Here the time needed to populate the vector with the 1000 lambdas is measured. The program is run 20 times, and the time from the fastest run is shown. Only optimized builds are measured.

push_back (µs)
It is not obvious if the differences are in the compilers or in the library versions, but given that clang++ uses libstdc++ from g++4.9 and shows very similar performance, I'm leaning towards a library improvement for std::function<> in g++5.1 being shown.


emplace_back (µs)
The expected performance boost of emplace_back() does turn out to be a disappointing performance pessimization when using g++. I guess item 42 in Effective Modern C++ is correct that while emplacement can improve performance, it might not always do so. With clang++3.6 a performance improvement can be seen, but it is very minor. However, given that the vector capacity was not pre-reserved, the move constructor called when growing the vector is likely to dominate. Perhaps the improvement with clang++3.6 would be greater with pre-reserved capacity.

Evaluation performance


Here the time is measured to call every lambda in the vector. Again, only optimized builds are measured, and the time shown is from the fastest run of 20.

evaluate all (µs)
Here std::function<> shines. I have not tried to find the cause for the performance difference, but I am guessing that the improvement comes from better locality of reference if these small lambdas can be stored in the std::function<> objects themselves, instead of being spread all over the heap as is the case with the std::unique_ptr<> implementations.

Conclusions


Estimating performance is difficult, there is no other way to put it.

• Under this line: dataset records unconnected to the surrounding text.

PR #539, opened 2021-06-12
Make `data/` directory automatically accessible to exercises

rossellhayes:
This adds two interfaces for making files available to `learnr` tutorials.

1. Any files in a `data/` directory in the same directory as the tutorial Rmd document will be accessible to the tutorial.
2. Calling the function `use_remote_files()` in the `setup` chunk will cache files into a temporary directory and make them available to the tutorial as if they were in the `data/` directory.


gadenbuie (changes requested):
This is a great start! I really like how the interface is coming together and I think it will benefit many tutorial authors.

We'll need to think through and account for all of the various ways the underlying options can be set and that files can be added to an exercise. To help with that, I think the next step would be to add several small test tutorials in a folder at `tests/testthat/exercise-files`. Each one can demonstrate an expected use case. Actually writing the tests is going to be a little tricky, but we can work through that step together. In the mean time it will be helpful to have a few examples to test out interactively.

R/file_helpers.R
```diff
@@ -0,0 +1,122 @@
...
+#' @param ... Remote files to include in the tutorial.
+#'   Each file will be accessible at `data/<name of input>`.
+#'   Unnamed arguments have their name set by default with [basename()].
+#'
+#' @return Sets [`knitr` chunk options][knitr::opts_chunk]
+#'
+#' @export
+
+use_remote_files <- function(...) {
+  data_files <- rlang::flatten_chr(list(...))
```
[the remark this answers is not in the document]
rossellhayes: I guess I was using "remote" here to mean "not in the normal directory". This function works with both URLs and file paths outside of the data directory. Should we only allow URLs as remote files, or do you think this function could use a name change?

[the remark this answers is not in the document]
gadenbuie: I'm not sure. I can think of a few ways that local files not in the tutorial working directory can cause problems, e.g. a random file elsewhere on my machine that will be inaccessible to a deployed tutorial. But there are also "local" files that we might want to work, such as files included in other R packages and accessed with `system.file()`.

I think that once we have a few reprexes it'll be more clear what we should do with this function.

R/file_helpers.R
```diff
@@ -0,0 +1,122 @@
...
+      dir(temp_dir, recursive = TRUE, full.names = TRUE)
+    )
+    names(remote_files) <- dir(temp_dir, recursive = TRUE)
+  }
+
+  # Combine paths to local files and remote files
+  files <- c(local_files, remote_files)
+
+  # Specify full paths in chunk options
+  knitr::opts_chunk$set(exercise.files = files)
```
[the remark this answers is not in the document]
rossellhayes: I've set it up now so that if a user has a `data/` directory and uses `use_remote_files()` and manually sets the chunk option, all those files will be accessible to the user. However, I've set a warning if the chunk options are manually set, as this will lead to suboptimal performance (e.g. remote files won't be cached). The warning shows up in the R Markdown pane when the exercise is rendered with the Run button and the console when the the exercise is rendered with `run()`.

R/file_helpers.R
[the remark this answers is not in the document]
rossellhayes: For now I've set a check to ensure remote files are either URLs or package files. We can reevaluate if we find any other beneficial uses.

tests/testthat/test-file_helpers.R
```diff
@@ -0,0 +1,56 @@
...
+  expect_equal(
+    get_option_remote_files(),
+    system.file("examples", "knitr-minimal.Rnw", package = "knitr")
+  )
+
+  use_remote_files("https://covidtracking.com/api/v1/states/daily.csv")
+  expect_equal(
+    get_option_remote_files(),
+    "https://covidtracking.com/api/v1/states/daily.csv"
+  )
```
gadenbuie, line 21: Does passing this test also imply that the second call to `use_remote_files()` replaces the files previously declared by the first `use_remote_files()`?

We might need a `with_knitr_opts_chunk()` or a `with_knitr_opts_knit()` equivalent of `withr::with_options()`.

R/file_helpers.R
```diff
@@ -1,122 +1,188 @@
...
 }
 
+is_system_file <- function(path) {
+  apply(
+    as.matrix(
+      vapply(.libPaths(), grepl, logical(length(path)), path, fixed = TRUE)
+    ),
+    1,
+    any
+  )
```
gadenbuie, line 183: This is fun! But also not very readable. I played with it a bit and decided I like this version slightly better:

```suggestion
  vapply(
    lapply(path, Vectorize(grepl, "pattern"), pattern = .libPaths(), fixed = TRUE),
    any,
    logical(1)
  )
```

but...

gadenbuie: ...but I think it might be even better as a slightly recursive function

```r
is_system_file <- function(path) {
  if (length(path) > 1) {
    vapply(path, is_system_file, logical(1))
  }
  any(vapply(.libPaths(), grepl, x = path, fixed = TRUE, logical(1)))
}	
```

rossellhayes: Love this!

tests/testthat/test-exercise.R
```diff
@@ -472,4 +472,99 @@ test_that("exercise versions upgrade correctly", {
   # (this version of learnr makes a strong assumption that "label" is part of exercise)
   ex_99_broken$label <- NULL
   expect_error(upgrade_exercise(ex_99_broken))
-})
\ No newline at end of file
+})
+
+test_that("data files", {
```
gadenbuie, line 477: Could you please split up this test into individual `test_that()` calls? This would let you give each testing block a more descriptive name, e.g. `"data files in data/ are copied into exercise temp dir"`, etc.

R/use_data_dir.R
```diff
@@ -0,0 +1,44 @@
...
+    rlang::warn(paste0('The data directory "', dir, '" could not be found.'))
+  }
+
+  options(learnr.data_dir = dir)
+
+  invisible(dir)
+}
+
+copy_data_dir <- function(exercise_dir) {
+  # First check environment variable, then options(), then default to "data/"
```
gadenbuie, line 27: Let's flip this and check options -> env var -> default to `data/`

R/use_data_dir.R
```diff
@@ -0,0 +1,44 @@
...
+  source_dir <- Sys.getenv(
+    "LEARNR_DATA_DIR", unset = getOption("learnr.data_dir", default = "data")
```
gadenbuie, line 29: Let's also change this env var name to `TUTORIAL_DATA_DIR` and `tutorial.data.dir`, since this will likely be set at the _tutorial_ level.

R/use_data_dir.R
```diff
@@ -0,0 +1,44 @@
...
+  )
+
+  if (!dir.exists(source_dir)) {return(invisible(NULL))}
```
gadenbuie, line 32: We should report this failure, probably with a warning

R/use_data_dir.R
```diff
@@ -0,0 +1,44 @@
...
+
+  dest_dir <- file.path(exercise_dir, "data")
+  dir.create(dest_dir)
+
+  if (!dir.exists(dest_dir)) {
+    rlang::abort('The user-facing data directory was not created successfully.')
```
gadenbuie, line 38: Where is this error raised? Will it stop a running tutorial?

gadenbuie, line 38: Turns out this error is presented to the end-user in the tutorial. I think this wording might make it more clear to users that it isn't their fault and give a better hint to authors.

```suggestion
    rlang::abort("An error occurred: we weren't able to create the data directory for this exercise.")
```

R/use_data_dir.R
gadenbuie: I can see why it's currently invisible -- if there isn't a `data/` directory we don't want to add a lot of noise. So we should put some thought into how we can surface warnings when its clear that the user would want to see them without creating  noise for tutorials without data folders.

R/initialize.R
```diff
@@ -40,6 +40,13 @@ initialize_tutorial <- function() {
       singleton = TRUE
     )
 
+    # # Make files accessible to tutorial
+    # rmarkdown::shiny_prerendered_chunk(
+    #   'server-start',
+    #   'learnr:::prepare_data_files()',
+    #   singleton = TRUE
+    # )
+
```
gadenbuie, line 49:
```suggestion

```

R/use_data_dir.R
```diff
@@ -0,0 +1,44 @@
...
+  if (!dir.exists(dir)) {
+    rlang::warn(paste0('The data directory "', dir, '" could not be found.'))
+  }
+
+  options(learnr.data_dir = dir)
+
+  invisible(dir)
+}
+
+copy_data_dir <- function(exercise_dir) {
```
gadenbuie, line 26: What do you think of making `source_dir` an argument of `copy_data_dir()` and adding a `data_dir` argument to `evaluate_exercise()`?

gadenbuie (changes requested):

R/use_data_dir.R
rossellhayes: My thinking here was that the envvar would be set when the tutorial is deployed on a remote server, and in that case the option set by the author wouldn't necessarily be a valid path anymore. But that makes me wonder if using `options()` is the wrong approach for this. How would the remote deployment know which directories it needs? Maybe non-default directories should be handled in the YAML rather than the setup chunk?

R/use_data_dir.R
rossellhayes: I think this makes sense, especially with my earlier comment about potentially using the YAML

R/use_data_dir.R
rossellhayes: I've changed this to return invisibly if "data/" doesn't exist, but to raise an error if a different directory is specified (by envvar or `options()`) and that directory doesn't exist (5b4a0ee).

R/use_data_dir.R
gadenbuie: I think that options > env var is the right order. The R process can read the env var, so the author who sets the option can also read and use the env var. In other words, letting the env var overwrite the option removes flexibility. I have the same wonder about whether or not we should use `options()`, though.

R/use_data_dir.R
```diff
@@ -0,0 +1,55 @@
...
+  }
+
+  file.copy(dir(source_dir, full.names = TRUE), dest_dir, recursive = TRUE)
+
+  return(invisible(dest_dir))
+}
+
+err_msg <- function(...) {
+  paste("An error occurred:", ...)
+}
```
gadenbuie, line 55: This is one of those times when it's okay to copy/paste the same thing in a couple places; I'm not sure there's much if any benefit of having this in a function.

R/use_data_dir.R
```diff
@@ -0,0 +1,55 @@
...
+
+copy_data_dir <- function(exercise_dir) {
+  # First check environment variable, then options(), then default to "data/"
+  source_dir <- Sys.getenv(
+    "TUTORIAL_DATA_DIR", unset = getOption("tutorial.data.dir", default = "data")
+  )
+
+  if (!dir.exists(source_dir)) {
+    if (source_dir == "data") return(invisible(NULL))
```
gadenbuie, line 33: I think a better signal might be to set the fallback default value of `source_dir` to `""`. Then if `identical(source_dir, "")` check if `data/` exists in the current working directory, and if it doesn't you can exit quietly. Otherwise, exit loudly if we can't find `data/` or proceed as normal. The benefit is that if a user explicitly sets `option(tutorial.data.dir = "data")`, we'll give an error.

rossellhayes: I like this solution, implemented in 6672a55

R/exercise.R
```diff
@@ -300,6 +302,16 @@ evaluate_exercise <- function(exercise, envir, evaluate_global_setup = FALSE) {
   dir.create(exercise_dir)
   on.exit(unlink(exercise_dir), add = TRUE)
 
+  # Copy files from data directory into exercise
+  if (is.null(data_dir)) {
+    # First check environment variable, then default to "data/" if it exists
+    source_dir <- Sys.getenv(
```
gadenbuie, line 308: I think we lost the `tutorial.data_dir` option in this step. We definitely want to look at R option -> env var -> final default

R/exercise.R
```diff
@@ -300,6 +302,16 @@ evaluate_exercise <- function(exercise, envir, evaluate_global_setup = FALSE) {
...
+      "TUTORIAL_DATA_DIR",
+      unset = if (dir.exists("data")) {"data"} else {""}
```
gadenbuie, line 310:
```suggestion
      unset = if (dir.exists("data")) "data" else ""
```

R/data_dir.R
```diff
@@ -0,0 +1,28 @@
+copy_data_dir <- function(source_dir, exercise_dir) {
+  if (identical(source_dir, "")) {
+    return(invisible(NULL))
+  }
+
+  if (!dir.exists(source_dir)) {
+    rlang::abort(
+      paste("An error occured:",
+            "we weren't able to find the data directory for this exercise."),
```
gadenbuie, line 9:
```suggestion
      "An error occurred with the tutorial: the data directory does not exist.",
```

R/data_dir.R
```diff
@@ -0,0 +1,28 @@
...
+      class = "learnr.missing_source_dir"
```
gadenbuie, line 10:
```suggestion
      class = "learnr_missing_source_data_dir"
```

R/data_dir.R
```diff
@@ -0,0 +1,28 @@
...
+    )
+  }
+
+  dest_dir <- file.path(exercise_dir, "data")
+  dir.create(dest_dir)
+
+  if (!dir.exists(dest_dir)) {
+    rlang::abort(
+      paste("An error occurred:",
+            "we weren't able to create the data directory for this exercise."),
```
gadenbuie, line 20:
```suggestion
      "An error occurred with the tutorial: we weren't able to create the data directory for this exercise.",
```

R/data_dir.R
```diff
@@ -0,0 +1,28 @@
...
+      class = "learnr.missing_dest_dir"
```
gadenbuie, line 21:
```suggestion
      class = "learnr_missing_dest_data_dir"
```

R/exercise.R
rossellhayes: I may have misunderstood the goal of the latest change. If we're requiring authors to keep files in the `"data/"` directory, when would this option be set?

R/data_dir.R
```diff
@@ -0,0 +1,28 @@
...
+    )
+  }
+
+  file.copy(dir(source_dir, full.names = TRUE), dest_dir, recursive = TRUE)
```
gadenbuie, line 23: This works, but wow I can't believe that there isn't a base R way to copy a directory!

R/exercise.R
gadenbuie: Somewhere along the way, most likely by an external evaluator. The env var is too high-level in that case.

gadenbuie: Let's call the option `tutorial.data_dir`

rossellhayes: That makes sense!

R/data_dir.R
rossellhayes: I know, it's there in `fs`!

R/exercise.R
```diff
@@ -304,10 +304,13 @@ evaluate_exercise <- function(
...
-    source_dir <- Sys.getenv(
-      "TUTORIAL_DATA_DIR",
-      unset = if (dir.exists("data")) "data" else ""
+    # First check options(), then environment variable, then default to "data/"
+    source_dir <- getOption(
+      "tutorial.data_dir",
+      default = Sys.getenv(
+        "TUTORIAL_DATA_DIR",
+        unset = if (dir.exists("data")) {"data"} else {""}
+      )
```
gadenbuie, line 313: The braces snuck back in and it's okay not to name the second argument of `getOption()` and `Sys.getenv()`

```suggestion
    source_dir <- getOption(
      "tutorial.data_dir",
      Sys.getenv("TUTORIAL_DATA_DIR", if (dir.exists("data")) "data" else "")
```

tests/testthat/test-exercise.R
```diff
@@ -557,7 +557,81 @@ test_that("error if env var directory does not exist", {
...
     expect_error(
       evaluate_exercise(ex, new.env(), evaluate_global_setup = TRUE),
-      class = "learnr.missing_source_dir"
+      class = "learnr_missing_source_data_dir"
     )
   })
 })
+
+test_that("alternate data directory specified with `options()`", {
+  withr::with_tempdir({
```
gadenbuie, line 566: Thanks to the pattern you started in #544 https://github.com/rstudio/learnr/blob/bcd5dc3ba831bf44d255dc2643201610161dda32/R/exercise.R#L315-L318

I realized we can avoid putting the whole test in `with_tempdir()`

```suggestion
  withr::local_dir(withr::local_tempdir())
```

tests/testthat/test-exercise.R
```diff
@@ -557,7 +557,81 @@ test_that("error if env var directory does not exist", {
...
+        writeLines("MODIFIED", "data/test.txt")
+        readLines("data/test.txt")
+      ',
+      global_setup = 'options(tutorial.data_dir = "nested/structure")'
+    )
+    output <- evaluate_exercise(ex, new.env(), evaluate_global_setup = TRUE)
+    expect_match(output$html_output, "MODIFIED", fixed = TRUE)
+    expect_match(readLines("data/test.txt"), "DEFAULT", fixed = TRUE)
+    expect_match(readLines("nested/structure/test.txt"), "NESTED", fixed = TRUE)
+  })
```
gadenbuie, line 600: To finish the thought above...

```suggestion
  })
```

tests/testthat/test-exercise.R
gadenbuie: This is totally worth the effort -- it makes it so much easier to step through the test interactively. withr is really cool 🤯

tests/testthat/test-exercise.R
```diff
@@ -557,7 +557,81 @@ test_that("error if env var directory does not exist", {
...
+    dir.create("data")
+    writeLines("DEFAULT", "data/test.txt")
+    dir.create("nested/structure/data", recursive = TRUE)
+    writeLines("NESTED", "nested/structure/test.txt")
+
+    ex <- mock_exercise(
+      user_code = 'readLines("data/test.txt")'
+    )
+    output <- evaluate_exercise(ex, envir = new.env())
+    expect_match(output$html_output, "DEFAULT", fixed = TRUE)
```
gadenbuie, line 576: A little trick that we didn't talk about (because I forgot about it until I read through a few tests) is that you can set `check = TRUE` in `mock_exercise()` this uses a debugging exercise checker that returns a value in the `$feedback` item of the exercise result. 

In that flow, you can access any of the objects that were made available to the exercise checker function via `$feedback$checker_args`. So, for example, you can directly access the result of running the user code like this:

```suggestion
    ex <- mock_exercise(
      user_code = 'readLines("data/test.txt")',
      check = TRUE
    )
    res <- evaluate_exercise(ex, envir = new.env())
    expect_equal(res$feedback$checker_args$last_value, "DEFAULT")
```

You can use this trick to run code at various stages of the exercise evaluation that you can then access via the `envir_prep` or `envir_result` environments that are passed to the checker function.

tests/testthat/test-exercise.R
```diff
@@ -557,7 +557,81 @@ test_that("error if env var directory does not exist", {
...
+    expect_match(readLines("data/test.txt"), "DEFAULT", fixed = TRUE)
+    expect_match(readLines("nested/structure/test.txt"), "NESTED", fixed = TRUE)
```
gadenbuie, line 578: What do these tests tell us? (I don't think we gain any information from them and we can probably remove them and the others like them.)

tests/testthat/test-exercise.R
```diff
@@ -557,7 +557,81 @@ test_that("error if env var directory does not exist", {
...
+    ex <- mock_exercise(
+      user_code = '
+        writeLines("MODIFIED", "data/test.txt")
+        readLines("data/test.txt")
+      ',
+      global_setup = 'options(tutorial.data_dir = "nested/structure")'
+    )
+    output <- evaluate_exercise(ex, new.env(), evaluate_global_setup = TRUE)
+    expect_match(output$html_output, "MODIFIED", fixed = TRUE)
+    expect_match(readLines("data/test.txt"), "DEFAULT", fixed = TRUE)
```
gadenbuie, line 598: This test makes sense: we're expecting that `data/test.txt` here refers to our original `data/` directory. (Make a mental bookmark, we'll need to revisit this test when we work out directory precedence.)

tests/testthat/test-exercise.R
rossellhayes: Elegant!

gadenbuie:
@rossellhayes I had a few small changes to propose and in the process I merged main into this branch. It turns out that our options-protection work misses options that are `NULL`. In other words `withr::local_options()` doesn't reset options that were `NULL`, so our tests are now failing until we fix that.

```r
options(thing = NULL)
withr::with_options({
  options(thing = "bad")
})
getOption("thing")
#> "bad"
```

To be fair, this same issue will happen with the standard base R pattern too:

```
options(thing = NULL)
local({
  opts <- options()
  on.exit(options(opts), add = TRUE)
  options(thing = "bad")
})
getOption("thing")
#> "bad"
```

We'll have to write a custom `options_restore()` function that _does_ handle `NULL` options.

rossellhayes:
It looks like this is a known issue: https://github.com/r-lib/withr/issues/57
Will Landau proposes a solution here: https://github.com/r-lib/withr/issues/57#issuecomment-332007780

gadenbuie (approved):
This looks great and I'm really excited for this feature to land in learnr. I'm approving the PR but we have a little bit more to do in terms of documentation.

- [ ] Add an entry in NEWS under **New Features**
- [ ] Document the new behavior in the learnr docs webpage. I think it makes sense to add a new section in `docs/exercises.Rmd` after [Exercise Setup](https://rstudio.github.io/learnr/exercises.html#Exercise_Setup).
- [ ] Once the above are done and the PR is merged, we'll need to follow up in any related issues to let everyone know about the new feature.

NEWS.md
```diff
@@ -20,6 +20,7 @@ learnr (development version)
 * Previously, when a question submission was reset, it would be recorded as a `"question_submission"` event with the value `reset=TRUE`. Now it a separate event, `"reset_question_submission"`. ([#398](https://github.com/rstudio/learnr/pull/398))
 * Added a new `polyglot` tutorial to learnr. This tutorial displays mixing R, python, and sql exercises. See [`run_tutorial("polyglot", "learnr")`](https://learnr-examples.shinyapps.io/polyglot) for a an example. ([#397](https://github.com/rstudio/learnr/pull/397))
 * Text throughout the learnr interface can be customized or localized using the new `language` argument of `tutorial()`. Translations for English and French are provided and contributes will be welcomed. Read more about these features in `vignette("multilang", package = "learnr")`. ([#456](https://github.com/rstudio/learnr/pull/456), [#479](https://github.com/rstudio/learnr/pull/479))
+* Tutorials can attach a file directory for use within exercises. Files in a "data/" directory within the same directory as the tutorial R Markdown document will be available from within exercises. ([#539](https://github.com/rstudio/learnr/pull/539))
```
gadenbuie, line 23:
```suggestion
* When a "data/" directory is found in the same directory as the tutorial R Markdown document, it is now automatically made available within exercises. An alternative directory can be specified using the `tutorial.data_dir` global option. ([#539](https://github.com/rstudio/learnr/pull/539))
```

R/exercise.R
```diff
@@ -789,6 +792,27 @@ merge_options <- function(preserved_opts, inherited_opts, static_opts = list())
   opts[!grepl("^exercise", names(opts))]
 }
 
+local_restore_options <- function(.local_envir = parent.frame()) {
+  options <- options()
+  withr::defer(restore_options(options), envir = .local_envir)
```
schloerke, line 797: While the original code works, seeing a variable `options` quickly has me think that the value is the `options()` function. Let's change it to something other than `options`.

```suggestion
  opts <- options()
  withr::defer(restore_options(opts), envir = .local_envir)
```

R/exercise.R
```diff
@@ -789,6 +792,27 @@ merge_options <- function(preserved_opts, inherited_opts, static_opts = list())
...
+
+  envvars <- Sys.getenv()
+  withr::defer(restore_envvars(envvars), envir = .local_envir)
+}
```
schloerke, line 801: Let's turn this into two methods to not overload the name / functionality

```suggestion
}

local_restore_envvars <- function() {
  envvars <- Sys.getenv()
  withr::defer(restore_envvars(envvars), envir = .local_envir)
}
```

R/exercise.R
```diff
@@ -434,8 +438,7 @@ get_checker_func <- function(exercise, name, envir) {
 
 render_exercise <- function(exercise, envir) {
   # Protect global options and environment vars from modification by student
-  withr::local_options(list())
-  withr::local_envvar(as.list(Sys.getenv()))
+  local_restore_options()
```
schloerke, line 441:
```suggestion
  local_restore_options()
  local_restore_envvars()
```

R/exercise.R
```diff
@@ -283,10 +283,11 @@ required_names <- c("code", "label", "options", "chunks", require_items)
...
 #   evaluators, if they choose to use this function, might want to include the
 #   global setup.
-evaluate_exercise <- function(exercise, envir, evaluate_global_setup = FALSE) {
+evaluate_exercise <- function(
+  exercise, envir, evaluate_global_setup = FALSE, data_dir = NULL
+) {
   # Protect global options and environment vars from permanent modification
-  withr::local_options(list())
-  withr::local_envvar(as.list(Sys.getenv()))
+  local_restore_options()
```
schloerke, line 290:
```suggestion
  local_restore_options()
  local_restore_envvars()
```

R/exercise.R
schloerke: If you'd like to make a wrapper around these two functions, I'm ok with it.

schloerke (approved):
LGTM given cosmetic suggestions!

That enabling optimizations can reduce compilation time, as is shown with g++ and push_back() of std::function<>, is baffling. That emplacement slows down compilation time is perhaps not surprising, but neither is the size of the cost obvious. std::function<> is very fast to call, at least in this example, but it is obviously costly to create both in run time and compilation time. Clang++ choking completely on optimized builds with std::function<> is rather unexpected, and that it doesn't show any run time performance advantage for it is disappointing.

The expected conversion cost from unique_ptr<derived> to unique_ptr<base> is not seen at all, but perhaps the situation would be different if the source was split into several files.

The only things clear are that std::function<> is slow to compile and fast to call.